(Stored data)
_ _ _ _ _
PR #661, opened 2022-06-25
Lammps velocitiy handling

Leimeroth:
Implement writing of velocities in lammps data file. Currently only works for metal units and only for lammps, but handling of velocities is completely inconsistent and buggy anyway. I tried to raise NotImplementedError in the ase inherited set and get velocities and momenta functions, but that completely breaks the pyiron atoms class, which is very bad, because right now I can call set_velocities and it will simply do nothing when the structure is written.
I didn't test yet if velocities are correctly written, especially not for skewed structures, but the code runs.

### DIFF
--- a/pyiron_atomistics/atomistics/structure/atoms.py
+++ b/pyiron_atomistics/atomistics/structure/atoms.py
@@ -89,7 +89,7 @@ class Atoms(ASEAtoms):
         elements=None,
         dimension=None,
         species=None,
-        **qwargs
+        **qwargs,
     ):
         if symbols is not None:
             if elements is None:
@@ -228,7 +228,8 @@ class Atoms(ASEAtoms):
             self._velocities = val
         else:
             raise ValueError(
-                f"Shape of velocities and positions has to match. Velocities shape: {val.shape}, positions shape: {self.positions.shape}")
+                f"Shape of velocities and positions has to match. Velocities shape: {val.shape}, positions shape: {self.positions.shape}"
+            )
 
     @property
     def spins(self):
@@ -2139,7 +2140,7 @@ class Atoms(ASEAtoms):
                 pse=self._pse,
                 index=index,
                 atoms=self,
-                **new_dict
+                **new_dict,
             )
 
         new_array = super(Atoms, self).__getitem__(item)
@@ -2645,7 +2646,7 @@ class _CrystalStructure(Atoms):
         dimension=3,
         rel_coords=True,
         pse=None,
-        **kwargs
+        **kwargs,
     ):
 
         # print "basis0"
--- a/pyiron_atomistics/atomistics/structure/atoms.py
+++ b/pyiron_atomistics/atomistics/structure/atoms.py
@@ -215,6 +215,12 @@ class Atoms(ASEAtoms):
             self.dimension = 0
         self._visualize = Visualize(self)
         self._analyse = Analyse(self)
+        # Velocities were not handled at all during file writing
+        self._velocities = None
+
+    @property
+    def velocities(self):
+        return self._velocities
 
     @property
     def spins(self):
@@ -2056,6 +2062,46 @@ class Atoms(ASEAtoms):
             if not len(set(sum_atoms.indices)) == len(sum_atoms.species):
                 raise ValueError("Adding the atom instances went wrong!")
         return self
+
+    def get_momenta(self):
+        """
+        Velocity and momenta functions are currently not supported.
+        For lammps jobs intial velocities can be set using job.structure.velocities = array
+
+        Raises:
+            NotImplementedError: 
+        """        
+        raise NotImplementedError("Currently not used on pyiron atoms")
+    
+    def set_momenta(self):
+        """
+        Velocity and momenta functions are currently not supported.
+        For lammps jobs intial velocities can be set using job.structure.velocities = array
+
+        Raises:
+            NotImplementedError: 
+        """        
+        raise NotImplementedError("Currently not used on pyiron atoms")
+
+    def get_velocities(self):
+        """
+        Velocity and momenta functions are currently not supported.
+        For lammps jobs intial velocities can be set using job.structure.velocities = array
+
+        Raises:
+            NotImplementedError: 
+        """        
+        raise NotImplementedError("Currently not used on pyiron atoms")
+
+    def set_velocities(self):
+        """
+        Velocity and momenta functions are currently not supported.
+        For lammps jobs intial velocities can be set using job.structure.velocities = array
+
+        Raises:
+            NotImplementedError: 
+        """        
+        raise NotImplementedError("Currently not used on pyiron atoms")
 
     __iadd__ = extend
 
--- a/pyiron_atomistics/atomistics/structure/atoms.py
+++ b/pyiron_atomistics/atomistics/structure/atoms.py
@@ -2063,46 +2063,6 @@ class Atoms(ASEAtoms):
                 raise ValueError("Adding the atom instances went wrong!")
         return self
 
-    def get_momenta(self):
-        """
-        Velocity and momenta functions are currently not supported.
-        For lammps jobs intial velocities can be set using job.structure.velocities = array
-
-        Raises:
-            NotImplementedError: 
-        """        
-        raise NotImplementedError("Currently not used on pyiron atoms")
-    
-    def set_momenta(self):
-        """
-        Velocity and momenta functions are currently not supported.
-        For lammps jobs intial velocities can be set using job.structure.velocities = array
-
-        Raises:
-            NotImplementedError: 
-        """        
-        raise NotImplementedError("Currently not used on pyiron atoms")
-
-    def get_velocities(self):
-        """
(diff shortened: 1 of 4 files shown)


Leimeroth:
added unit handling and tested for a primitive Cu structure (is_skewed() returns True) so I assume this works for all structures now

liamhuber:
@Leimeroth sorry for the delay -- I moved cities and lost childcare. That's been restarted as of today though, so I should have a chance to review this sometime this week!

pyiron_atomistics/atomistics/structure/atoms.py
```diff
@@ -215,6 +215,19 @@ def __init__(
...
+    @property
+    def velocities(self):
+        return self._velocities
+
+    @velocities.setter
+    def velocities(self, val):
+        if self.positions.shape == val.shape:
+            self._velocities = val
+        else:
+            raise ValueError("Shape of velocities and positions has to match")
```
liamhuber:
```suggestion
            raise ValueError(f"Shapes did not match: Velocities {val.shape} vs positions {self.positions.shape}")
```

liamhuber (commented):
So in `structure.Atoms` it's very nice. I'd just ask to please go into the unit tests and test our new cases:
- On instantiation velocities really are none
- After being set, they exist as expected
- Setting with the wrong shape throws an exception
These are absolutely trivial tests here, but they'll make sure it *keeps* working.

In the Lammps code I didn't really like the entire job being passed as an attribute to `structure.LammpsStructure`. At the end of the day we just use it for unit conversions anyhow.

Reading it, I am actually a bit concerned that we didn't run into this problem beforehand. We got away with it because we always assume metal units, where distances are the same between pyiron and lammps, and now we care because velocities differ. But there are other Lammps units!

So I'd like to kill two birds with one stone: only pass the minimal amount of data needed from `LammpsBase` down to `LammpsStructure`, and set ourselves up to expand the use of unit conversions in the future.

To accomplish this, I suggest changing the signature of `LammpsStructure` to take the unit converter with a `None` default: `def __init__(self, input_file_name=None, bond_dict=None, unit_converter: UnitConverter=None)`, and store this as a private attribute instead of `_job`. Then over in the structure setter just directly use `self._unit_converter` instead of instantiating `uc`. (In the long run we should do similar conversions for the positions!) Then over in `LammpsBase._get_lammps_structure`, instead of setting the job attribute, just pass the unit converter in when instantiating the `LammpsStructure`.

@srmnitc the only other place I found `LammpsStructure` was over in `Calphy`. This proposed solution shouldn't effect you. But if you got the `UnitConverter` imported and used over in `calphy.job`, then we could change `LammpsStructure`'s signature again so that the unit converter is a required argument. IMO this is the right direction to go.

Leimeroth:
> In the Lammps code I didn't really like the entire job being passed as an attribute to `structure.LammpsStructure`. At the end of the day we just use it for unit conversions anyhow.
> 
> Reading it, I am actually a bit concerned that we didn't run into this problem beforehand. We got away with it because we always assume metal units, where distances are the same between pyiron and lammps, and now we care because velocities differ. But there are other Lammps units!
> 
> So I'd like to kill two birds with one stone: only pass the minimal amount of data needed from `LammpsBase` down to `LammpsStructure`, and set ourselves up to expand the use of unit conversions in the future.
> 
> To accomplish this, I suggest changing the signature of `LammpsStructure` to take the unit converter with a `None` default: `def __init__(self, input_file_name=None, bond_dict=None, unit_converter: UnitConverter=None)`, and store this as a private attribute instead of `_job`. Then over in the structure setter just directly use `self._unit_converter` instead of instantiating `uc`. (In the long run we should do similar conversions for the positions!) Then over in `LammpsBase._get_lammps_structure`, instead of setting the job attribute, just pass the unit converter in when instantiating the `LammpsStructure`.

I started to implement this, but realized that this could cause bugs because it would maybe be possible to decouple the units in the job and the structure. By back referencing the job ( which should be no problem, because it is only a pointer to the job object, i.e. no large memory or anything) it is made sure that the units are always in sync.
If for some reason I have the structure with some units as an object and then modify the units of the job they could be different leading to a whole bunch of problems. I am not really sure under which circumstances this could happen, but I imagine this being very hard to test for all weird cases one can come up with.

srmnitc:
> So in `structure.Atoms` it's very nice. I'd just ask to please go into the unit tests and test our new cases:
> 
>     * On instantiation velocities really are none
> 
>     * After being set, they exist as expected
> 
>     * Setting with the wrong shape throws an exception
>       These are absolutely trivial tests here, but they'll make sure it _keeps_ working.
> 
> 
> In the Lammps code I didn't really like the entire job being passed as an attribute to `structure.LammpsStructure`. At the end of the day we just use it for unit conversions anyhow.
> 
> Reading it, I am actually a bit concerned that we didn't run into this problem beforehand. We got away with it because we always assume metal units, where distances are the same between pyiron and lammps, and now we care because velocities differ. But there are other Lammps units!
> 
> So I'd like to kill two birds with one stone: only pass the minimal amount of data needed from `LammpsBase` down to `LammpsStructure`, and set ourselves up to expand the use of unit conversions in the future.
> 
> To accomplish this, I suggest changing the signature of `LammpsStructure` to take the unit converter with a `None` default: `def __init__(self, input_file_name=None, bond_dict=None, unit_converter: UnitConverter=None)`, and store this as a private attribute instead of `_job`. Then over in the structure setter just directly use `self._unit_converter` instead of instantiating `uc`. (In the long run we should do similar conversions for the positions!) Then over in `LammpsBase._get_lammps_structure`, instead of setting the job attribute, just pass the unit converter in when instantiating the `LammpsStructure`.
> 
> @srmnitc the only other place I found `LammpsStructure` was over in `Calphy`. This proposed solution shouldn't effect you. But if you got the `UnitConverter` imported and used over in `calphy.job`, then we could change `LammpsStructure`'s signature again so that the unit converter is a required argument. IMO this is the right direction to go.

@liamhuber I think it will not affect me. At the moment, I do not use `UnitConverter`

Leimeroth:
@liamhuber I am not sure why benchmark tests fail now, but as far as I can tell this should be unrelated to the PR

liamhuber:
> I started to implement this, but realized that this could cause bugs because it would maybe be possible to decouple the units in the job and the structure. By back referencing the job ( which should be no problem, because it is only a pointer to the job object, i.e. no large memory or anything) it is made sure that the units are always in sync.
If for some reason I have the structure with some units as an object and then modify the units of the job they could be different leading to a whole bunch of problems. I am not really sure under which circumstances this could happen, but I imagine this being very hard to test for all weird cases one can come up with.

Ah, very good point! Let's anyhow still make the `job` an optional (for now) argument. At the very least it stops `LammpsBase` from accessing a private variable of `LammpsStructure`, and like I said in the long run I think we need to make this argument mandatory.

tests/lammps/test_structure.py
```diff
@@ -0,0 +1,76 @@
...
+        # I still don't understand what's happening as deeply as I'd like (at all!) but I've been fighting with it too
+        # long, so for now I will just force the issue by redefining the project attribute(s). -Liam Huber
+        self.project = self.job.project
+        self.ref_project = self.ref.project
+
+    def tearDown(self) -> None:
+        super().tearDown()
+        self.ref_project.remove_jobs_silently(recursive=True)  # cf. comment in setUp
+
+    def test_velocity_basics(self):
```
liamhuber, line 51: Ah, I had actually thought this should belong in `tests.atomistics.structure.test_atoms`. The test itself looks good to me though!

In `tests.lammps.test_structure` I could imagine testing to make sure that `rotate_velocities` works as expected for both orthogonal and skewed cells. We should also test that the unit conversion is working, but I don't think that needs to be done here; handling units should probably be a separate PR that also converts the spatial units.

liamhuber:
> @liamhuber I am not sure why benchmark tests fail now, but as far as I can tell this should be unrelated to the PR

Yeah, the trace shows it failing in the environment setup so I agree it's probably unrelated. However, the only benchmark test existing *does* touch `Atoms`, so let's keep an eye on it. Hopefully when it reruns on the next push the env hiccup will have resolved itself -- it's fine on MacOS and Ubuntu so you should be a-ok.

niklassiemer:
It was actually failing for Mac (i restarted that one) and was only canceled for windows. The CI status dependent outcome of the benchmark tests is the reason for an own workflow. Thus, if they fail (with the usual not enough speedup erroe)- just rerun. If they persistently fail - maybe something really broke them xD

Leimeroth:
Can I merge this?

liamhuber:
> Can I merge this?

Sounds good to me. Now that the mac tests are passing I restarted the windows tests a couple days ago and they seem to have finished fine. Unless @niklassiemer wants to see the integration tests run on this, I'm happy to merge!

niklassiemer:
Its good practice to run the Integration tests before merging. However, they will latest run on merge with the master. Thus, I am fine with merging in this respect (of course if they fail on the master a rather urgent fix or revert would be required).

PR #666, opened 2022-06-29
Use lammps_create_atoms()

jan-janssen:


jan-janssen:
@srmnitc I am not sure if we fully implemented this in `pylammpsmpi` do you use it in calphy?

jan-janssen:
Be careful this is an evil pull request #666

samwaseda:
Is it a new functionality offered by LAMMPS?

jan-janssen:
> Is it a new functionality offered by LAMMPS?

I guess it was introduced in https://github.com/lammps/lammps/pull/2310 - roughly two years ago but it was new to me.

srmnitc:
@jan-janssen From [here](https://docs.lammps.org/Library_scatter.html), it seems that `scatter_atoms` can update atom properties after it has been created. So we may want to keep both.

> @srmnitc I am not sure if we fully implemented this in `pylammpsmpi` do you use it in calphy?

No its not used in calphy; the atoms are simply read in with `read_data` command

jan-janssen:
> @jan-janssen From [here](https://docs.lammps.org/Library_scatter.html), it seems that `scatter_atoms` can update atom properties after it has been created. So we may want to keep both.

Yes, we still have ` interactive_positions_setter()` that uses scatter to modify the positions, while ` interactive_structure_setter()` updates the whole structure 
https://github.com/pyiron/pyiron_atomistics/blob/lammps_create_atoms/pyiron_atomistics/lammps/interactive.py#L83

srmnitc (approved):

srmnitc:
> > @jan-janssen From [here](https://docs.lammps.org/Library_scatter.html), it seems that `scatter_atoms` can update atom properties after it has been created. So we may want to keep both.
> 
> Yes, we still have ` interactive_positions_setter()` that uses scatter to modify the positions, while ` interactive_structure_setter()` updates the whole structure https://github.com/pyiron/pyiron_atomistics/blob/lammps_create_atoms/pyiron_atomistics/lammps/interactive.py#L83

Thanks for the clarification! Everything looks good to me.

samwaseda (approved):
If it works why not

PR #669, opened 2022-07-05
Use _system_function_lst class variable to populate TableJob directly

niklassiemer:


pmrv (approved):
lgtm, thanks for taking care of this!

niklassiemer:
The only thing I do not like is to access the private variable...

pmrv:
If more pyiron modules want to provide additional table functions, we can add a class method that does the append.  For now I would wait until it is actually needed.

PR #674, opened 2022-07-07
np.matrix.trace() returns float

jan-janssen:


jan-janssen:
``` 
np.matrix.trace(np.eye(3)) == 3.0
> True
```

jan-janssen:
https://numpy.org/doc/stable/reference/generated/numpy.matrix.trace.html and https://numpy.org/doc/stable/reference/generated/numpy.trace.html

pmrv:
Even safer against numerical noise would probably be `not np.isclose(..., 3)`, but if the intent of that check is to test for the identity matrix I would actually prefer `np.isclose(prism.R, np.eye(3))`.

samwaseda:
> Even safer against numerical noise would probably be `not np.isclose(..., 3)`, but if the intent of that check is to test for the identity matrix I would actually prefer `np.isclose(prism.R, np.eye(3))`.

I was about to write exactly the same thing XD, although it should be with `.all()`: `np.isclose(prism.R, np.eye(3)).all()`

jan-janssen:
`rtol=0`, `atol=1e-08` - as a function

jan-janssen:
@samwaseda and @pmrv Any more suggestions? otherwise I would like to merge this pull request.

samwaseda:
Fine by me

PR #677, opened 2022-07-11
Calphy update

srmnitc:
Fixes/implements the following issues:

- [x] Preserve element order in pair coeff
- [x] Preserve element order in mass
- [x] Add list_potentials method

The first two points were implemented to fix the issues we noticed during the POTENTIALS workshop. Now the pair coeffs themselves need not be modified. Also the mass is picked in the same order as specified in pair_coeff.


pyiron_atomistics/calphy/job.py
```diff
@@ -334,6 +357,22 @@ def list_potentials(self):
         """
         return list(self.view_potentials()["Name"].values)
 
+    def structure_to_lammps(self, structure):
```
pmrv: Import from [here](https://github.com/pyiron/pyiron_atomistics/pull/678).

pmrv (approved):
LGTM.

pyiron_atomistics/calphy/job.py
srmnitc: Done

PR #680, opened 2022-07-13
Use JobType.register to add new job types

niklassiemer:


niklassiemer:
Well, I have after all to import the `TableJob` from atomistics... otherwise the additional functions are not added.

pyiron_atomistics/__init__.py
```diff
@@ -24,51 +24,53 @@
...
+JobType.register("pyiron_atomistics.interactive.sxextoptint", "SxExtOptInteractive")
+JobType.register("pyiron_atomistics.thermodynamics.sxphonons", "SxHarmPotTst")
+JobType.register("pyiron_atomistics.thermodynamics.sxphonons", "SxPhonons")
+JobType.register("pyiron_atomistics.thermodynamics.sxphonons", "SxUniqDispl")
+JobType.register("pyiron_atomistics.vasp.vasp", "Vasp")
+JobType.register("pyiron_atomistics.vasp.metadyn", "VaspMetadyn")
+JobType.register("pyiron_atomistics.vasp.vaspsol", "VaspSol")
+
+JobType.unregister("TableJob")
+JobType.register("pyiron_atomistics.table.datamining", "TableJob")
```
niklassiemer:
```suggestion
JobType.register("pyiron_atomistics.table.datamining", "TableJob", overwrite=True)
```

pmrv:
> Well, I have after all to import the `TableJob` from atomistics... otherwise the additional functions are not added.

Is it not possible to make it so that happens on the first import of (atomistic) `TableJob`, i.e. the first time a table is created by the user.

niklassiemer:
I just have to register the atomistics table job which is imported on first creation as usual. I only do not like this since if we add a continuum table job, or rather add some functions to the table job from continuum we have a clash between these two jobs... in that case I would like JobType to import all three modules, the base Job plus the extensions and return the final enhanced base job.

pmrv:
I've read the code again and it's actually *not* necessary to overwrite the table job in the job class dict, since 

https://github.com/pyiron/pyiron_atomistics/blob/dd6266b95ed107d51328de77cba500451af455d0/pyiron_atomistics/table/datamining.py#L57

already modifies the class (or class attribute) originally defined in base.  So as long as this file is imported the additional functions will be present.  I would recommend that we put this snippet in a function and then just call it from pyiron_atomistics __init__ to make it easier to follow, though.

niklassiemer:
Which would, however, again import the overall `TableJob`... That's what I meant - sorry for the confusion!

pmrv:
Ah, yes, there's no way to avoid importing the base `TableJob`, but imo that fine.

pyiron_atomistics/__init__.py
```diff
@@ -24,51 +24,52 @@
...
-JOB_CLASS_DICT["SxHarmPotTst"] = "pyiron_atomistics.thermodynamics.sxphonons"
-JOB_CLASS_DICT["SxPhonons"] = "pyiron_atomistics.thermodynamics.sxphonons"
-JOB_CLASS_DICT["SxUniqDispl"] = "pyiron_atomistics.thermodynamics.sxphonons"
-JOB_CLASS_DICT["TableJob"] = "pyiron_atomistics.table.datamining"
-JOB_CLASS_DICT["Vasp"] = "pyiron_atomistics.vasp.vasp"
-JOB_CLASS_DICT["VaspMetadyn"] = "pyiron_atomistics.vasp.metadyn"
-JOB_CLASS_DICT["VaspSol"] = "pyiron_atomistics.vasp.vaspsol"
+JobType.register("pyiron_atomistics.interactive.activation_relaxation_technique", "ART")
+JobType.register("pyiron_atomistics.testing.randomatomistic", "AtomisticExampleJob")
+JobType.register("pyiron_atomistics.calphy.job", "Calphy")
```
jan-janssen, line 29: I still wonder if this is any more readable than using the `JOB_CLASS_DICT`.

niklassiemer: In my opinion it is slightly more clear what is being done. `JobType.register` tells that you are registering a job type. Also the arguments of that function tell that they are `job_class_or_module_str` and `job_name`.  This, you cannot guess directly from `JOB_CLASS_DICT['job_name'] = "job.module:` but we rely on further documentation. Furthermore, changes to the `JobType` can be tracked and name clashes are reported. Once we have another `TableJob` in e.g. experimental, this framework also allows to add some hidden `_extra_require` dict to hold additional modules to be imported (i.e. please import `datamining.TableJob` from atomistics and from experimental and return the standard `TableJob` from base).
_ _ _ _ _
▶ **The problem**
Lines in the data above may contain the word "Preserve"; count them and give only the number.

▶ **Response**
2